> Provided material
☆ ☆ ☆
PR #2947, opened 2024-01-18
Improve block grouping in admin block viewer

aleks-p:
The code assumed MinTime is aligned to 0 seconds, but we've found a case where this is not the case. This could happen due to clock-skew on a node, or code-related factors. 

The assumption is now changed to be aligned to either 0 or 30 minutes instead. 

cc. @cyriltovena

### DIFF
--- a/pkg/operations/handlers.go
+++ b/pkg/operations/handlers.go
@@ -90,14 +90,15 @@ func (h *Handlers) filterAndGroupBlocks(index *bucketindex.Index, query *blockQu
 			blkGroup, ok := blockGroupMap[truncatedMinTime]
 			if !ok {
 				blkGroup = &blockGroup{
-					MinTime:          truncatedMinTime,
-					FormattedMinTime: truncatedMinTime.Format(time.RFC3339),
-					Blocks:           make([]*blockDetails, 0),
-					MinTimeAge:       humanize.RelTime(blk.MinTime.Time(), time.Now(), "ago", ""),
+					MinTime:                 truncatedMinTime,
+					FormattedMinTime:        truncatedMinTime.Format(time.RFC3339),
+					Blocks:                  make([]*blockDetails, 0),
+					MinTimeAge:              humanize.RelTime(blk.MinTime.Time(), time.Now(), "ago", ""),
+					MaxBlockDurationMinutes: int(math.Round(blk.MaxTime.Sub(blk.MinTime).Minutes())),
 				}
 				blockGroups = append(blockGroups, blkGroup)
 			}
-			blkGroup.Blocks = append(blkGroup.Blocks, &blockDetails{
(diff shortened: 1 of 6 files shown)


pkg/operations/handlers.go
```diff
@@ -119,7 +119,7 @@ func postProcessBlockGroups(blockGroups []*blockGroup) *blockListResult {
 	maxBlocksPerGroup := 0
 	for i := 0; i < len(blockGroups); i += 1 {
 		blockGroup := blockGroups[i]
-		if i < len(blockGroups)-1 && !strings.Contains(blockGroup.FormattedMinTime, "0:00Z") {
+		if i < len(blockGroups)-1 && shouldAddToNextGroup(blockGroup.FormattedMinTime) {
```
simonswine, line 122: Wouldn't it be better if we group them into equal hours (or half hours), rather than messing with strings?

```
minTime.Truncate(time.Hours)
```

aleks-p: Thanks @simonswine. Switched to using `pyroscopedb.max-block-duration` to avoid having to "guess" the block duration, then truncating and grouping on this instead of strings. Compacted blocks can have a different duration but this still works well enough for now.

simonswine: Yes that's even better, all compactor block ranges will have to be multiples of the max-block-duration.

pkg/operations/handlers.go
```diff
@@ -86,68 +86,53 @@ func filterAndGroupBlocks(index *bucketindex.Index, query *blockQuery) *blockLis
...
-		groupDuration = int(math.Round(groupOne.MinTime.Sub(groupTwo.MinTime).Minutes()))
-	}
+
 	return &blockListResult{
-		BlockGroups:       finalBlockGroups,
-		MaxBlocksPerGroup: maxBlocksPerGroup,
-		GroupDuration:     groupDuration,
+		BlockGroups:          blockGroups,
+		MaxBlocksPerGroup:    maxBlocksPerGroup,
+		GroupDurationMinutes: maxBlockGroupDuration,
```
simonswine, line 135: Nit: Maybe we can make that a time.Duration:

```suggestion
		GroupDurationMinutes: time.Minutes*maxBlockGroupDuration,
```

Currently it shows as `5` or `60`, I would prefer `5m` `1h`

simonswine (approved):
LGTM

pkg/operations/handlers.go
aleks-p: We need the actual numbers for the grid view (we do some calculations there). I can add a human readable duration in addition to this though for the table view.

simonswine: Wasn't realizing, thanks for fixing it

PR #2953, opened 2024-01-19
feat: async profile row iterator

kolesnikovae:
The PR addresses one of the issues with data streaming in the block read path: when we select profile rows for filtering (by profile series ID and the query time range) we synchronously collect the list of filtered profiles, blocking the data flow. This behaviour has been changed so that filtered profiles are passed down to the stream in batches, asynchronously.

It's not expected that the overall query performance will improve in all cases. Usually the delay caused by the described blocking is very small and does not have impact on the overall query latency and/or resource consumption. However, it may be helpful with huge datasets of high cardinality.

### DIFF
--- a/pkg/iter/batch_async.go
+++ b/pkg/iter/batch_async.go
@@ -81,6 +81,9 @@ func (x *AsyncBatchIterator[T, N]) loadBatch() bool {
 	var b batch[N]
 	select {
 	case b = <-x.c:
+		if b.done != nil {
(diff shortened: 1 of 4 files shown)


simonswine (approved):
LGTM

Thanks, this is a great cleanup. I have not tried to benchmark this, but it still should go ahead.

cyriltovena (approved):
100% thank you for doing this.

PR #2961, opened 2024-01-24
feat: flamegraph node time-series

### LINKED ISSUE #2228: Function metric

kolesnikovae:
Resolves #2228


api/types/v1/types.proto
```diff
@@ -74,10 +74,10 @@ enum TimeSeriesAggregationType {
...
 // StackTraceSelector is used for filtering stack traces by locations.
 message StackTraceSelector {
-  // Only stack traces that belong to the subtree (have the prefix provided)
-  // will be selected. If empty, the filter is ignored.
-  // Subtree root location is the last element.
-  repeated Location subtree_root = 1;
+  // Stack trace of the call site. Root at call_site[0].
+  // Only stack traces having the prefix provided will be selected.
+  // If empty, the filter is ignored.
+  repeated Location call_site = 1;
```
kolesnikovae, line 80: Renamed it one more time – as the API it not used anywhere, should not be an issue

cyriltovena: I like it !

cyriltovena: cc @bryanhuhta for the hackathon this is what we're going to use in all API when clicking on a function to reduce size of pprof and zoom on a single function.

pkg/phlaredb/symdb/resolver_stacktraces.go
```diff
@@ -0,0 +1,171 @@
...
+	// Total is the total sum of sample values attributed to the node and
+	// its descendants.
+	Total uint64
+	// LocationFlat is the sum of sample values directly attributed to the
+	// node location, irrespectively of the call chain.
+	LocationFlat uint64
+	// LocationTotal is the total sum of sample values attributed to the
+	// node location and its descendants, irrespectively of the call chain.
+	LocationTotal uint64
+}
```
kolesnikovae, line 23: Please note that at the moment only `Total` is actually used. We can return all, but we need some toggle in UI that switches between them. Otherwise, the timeline view becomes too busy (especially, if `group by` is used)

cyriltovena (approved):
LGTM

PR #2962, opened 2024-01-24
Remove tenant settings from microservices deploy

simonswine:
This fixes a problem when deploying using `make deploy-microservices`:

```
❯ make deploy-micro-services
[...]
Error: UPGRADE FAILED: error validating "": error validating data: kind not set
make: *** [Makefile:403: deploy-micro-services] Error 1

```

A bit shameful but it needed a `git bisect` to find this.


cyriltovena (approved):
LGTM

PR #2963, opened 2024-01-24
Ad Hoc Profiles

aleks-p:
Adds APIs for uploading and retrieving "ad hoc" profiles. Profiles are stored in the tenant object storage, in a new directory (`adhoc/`) next to `phlaredb/`. 

The code for parsing the data and doing conversions is copied (with minor adaptations) from OG Pyroscope to maintain feature parity with the original Ad Hoc implementation. 

> I've also added a new "sidekick" module that is meant to own this feature and perhaps others (tenant settings) in the future, as a means to simplify operations. An alternative could be to create a single deployment with multiple targets (e.g., `-target tenant-settings,ad-hoc-profiles,admin`). cc @cyriltovena, @simonswine 

Edit: As of ad79c09 the module is just `ad-hoc-profiles`. Deployment considerations will be handled elsewhere. 

The only validation done in this PR is to make sure the profile is readable. In the future, we could also add per-tenant limits (e.g., storage usage). 

TODO: 
- tests


pkg/sidekick/adhocprofiles/adhocprofiles.go
```diff
@@ -0,0 +1,247 @@
...
+		return nil, errors.Wrapf(err, "failed to parse profile")
+	}
+
+	bucket, err := a.getBucket(tenantID)
+	if err != nil {
+		return nil, err
+	}
+
+	uid := ulid.MustNew(ulid.Timestamp(adHocProfile.UploadedAt), rand.Reader)
+	id := strings.Join([]string{uid.String(), adHocProfile.Name}, "-")
```
aleks-p, line 83: Keys in the object storage will have the form `01HMXV8BF4EH71NBYZNPPVGJ2X-cpu.pprof`, using `ULID` for the first segment to simplify embedding a timestamp. This is then used in the `/List` endpoint to return meaningful data without querying each individual profile.

pkg/sidekick/sidekick.go
```diff
@@ -0,0 +1,31 @@
...
+
+	"github.com/grafana/pyroscope/pkg/frontend"
+	"github.com/grafana/pyroscope/pkg/objstore"
+	"github.com/grafana/pyroscope/pkg/sidekick/adhocprofiles"
+)
+
+type Sidekick struct {
+	services.Service
+
+	AdHocProfiles *adhocprofiles.AdHocProfiles
```
aleks-p, line 17: I could make AdHocProfiles a subservice perhaps, if we decide that having a Sidekick module still makes sense. This could come in in a second PR where we "move" tenant settings here.

pkg/adhocprofiles/adhocprofiles.go
```diff
@@ -0,0 +1,256 @@
...
+	}), nil
+}
+
+func (a *AdHocProfiles) Get(ctx context.Context, c *connect.Request[v1.AdHocProfilesGetRequest]) (*connect.Response[v1.AdHocProfilesGetResponse], error) {
+	tenantID, err := tenant.TenantID(ctx)
+	if err != nil {
+		return nil, connect.NewError(connect.CodeInvalidArgument, err)
+	}
+
+	bucket, err := a.getBucket(tenantID)
```
cyriltovena, line 125: Shouldn't you use here ?

```
bucket, err := a.getBucketFromContext(ctx)
	if err != nil {
		return nil, err
	}
```

pkg/adhocprofiles/adhocprofiles.go
```diff
@@ -0,0 +1,256 @@
...
+		return nil, err
+	}
+
+	profiles := make([]*v1.AdHocProfilesProfileMetadata, 0)
+	err = bucket.Iter(ctx, "", func(s string) error {
+		separatorIndex := bytes.IndexByte([]byte(s), '-')
+		id, err := ulid.Parse(s[0:separatorIndex])
+		if err != nil {
+			level.Warn(a.logger).Log("msg", "cannot parse ad hoc profile", "key", s, "err", err)
+			return nil
```
cyriltovena, line 183: nit: may be we can continue here ? Otherwise a tenant can get corrupted and will never be able to list the rest ?

pkg/adhocprofiles/adhocprofiles.go
```diff
@@ -0,0 +1,256 @@
...
+
+func (a *AdHocProfiles) List(ctx context.Context, c *connect.Request[v1.AdHocProfilesListRequest]) (*connect.Response[v1.AdHocProfilesListResponse], error) {
+	bucket, err := a.getBucketFromContext(ctx)
+	if err != nil {
+		return nil, err
+	}
+
+	profiles := make([]*v1.AdHocProfilesProfileMetadata, 0)
+	err = bucket.Iter(ctx, "", func(s string) error {
+		separatorIndex := bytes.IndexByte([]byte(s), '-')
```
cyriltovena, line 179:
```suggestion
		separatorIndex := strings.IndexRune(s, '-')
```

This is to avoid []byte conversion which copies the string, it's irrelevant here but I just wanted to let you know if you ever do that in a hot path be aware of string <-> []byte conversion.

pkg/adhocprofiles/adhocprofiles.go
```diff
@@ -0,0 +1,256 @@
...
+
+func (a *AdHocProfiles) getBucketFromContext(ctx context.Context) (objstore.Bucket, error) {
+	tenantID, err := tenant.TenantID(ctx)
+	if err != nil {
+		return nil, connect.NewError(connect.CodeInvalidArgument, err)
+	}
+	return a.getBucket(tenantID)
+}
+
+func (a *AdHocProfiles) getBucket(tenantID string) (objstore.Bucket, error) {
```
cyriltovena, line 207: I don't think you need to cache buckets you could create one child per request and throw it away.

but may be there's a reason ?

cyriltovena (approved):
Amazing LGTM !

PR #2964, opened 2024-01-25
fix: Use correct field in `mappingsKey`

bryanhuhta:
Previously `HasLineNumber` in `mappingsKey` used the value of `HasFunctions`. This appears to not have caused correctness problems, but this PR fixes it anyways to avoid subtle bugs in the future.


kolesnikovae:
Nice catch!

kolesnikovae (approved):

PR #2965, opened 2024-01-25
Experimental: Adds a Github Integration to fetch profiled code

cyriltovena:
This adds a set of API that allows users to connect their Pyroscope to Github and fetch profiling code for future mapping with profiling data.

Right now this is a big focus on Github and go but in the future we can expand to other VCS or language.

For go the API allows to fetch code for go modules (vendor or not), go standard library and main application code.

The API requires to provide:
- Git repository for the main application 
- The git ref
- The local path received from the pprof profile API

The PR contains a html page for testing purpose and will be removed prior merging.

```[tasklist]
### Remaining Tasks
- [x] Figure how to correctly delete a client cookie using connect-go
- [x] Refactor the code into a better structure.
- [x] Better tests for now this is very basic test that allowed me to build everything but we need more mocking instead of calling real http endpoint.
- [x] Documentation and design document on how this works.
``` 

image

cc @bryanhuhta @grafakus


pkg/querier/vcs.go
```diff
@@ -0,0 +1,664 @@
...
+	}
+	if gitURL.GetProvider() != apis.ProviderGitHub.String() {
+		return nil, connect.NewError(connect.CodeInvalidArgument, errors.New("only GitHub repositories are supported"))
+	}
+	cookie, err := (&http.Request{Header: req.Header()}).Cookie("GitSession")
+	if err != nil {
+		return nil, err
+	}
+	// todo: we can support multiple provider: bitbucket, gitlab, etc.
+	client, err := NewGithubClient(ctx, cookie)
```
bryanhuhta, line 94: Why do we create a new client every time?

pkg/querier/vcs.go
☆ ☆ ☆
> What the task asks
Copy out every line of the listing where the word "chain" occurs.

> Written solution
+	// node location, irrespectively of the call chain.
+	// node location and its descendants, irrespectively of the call chain.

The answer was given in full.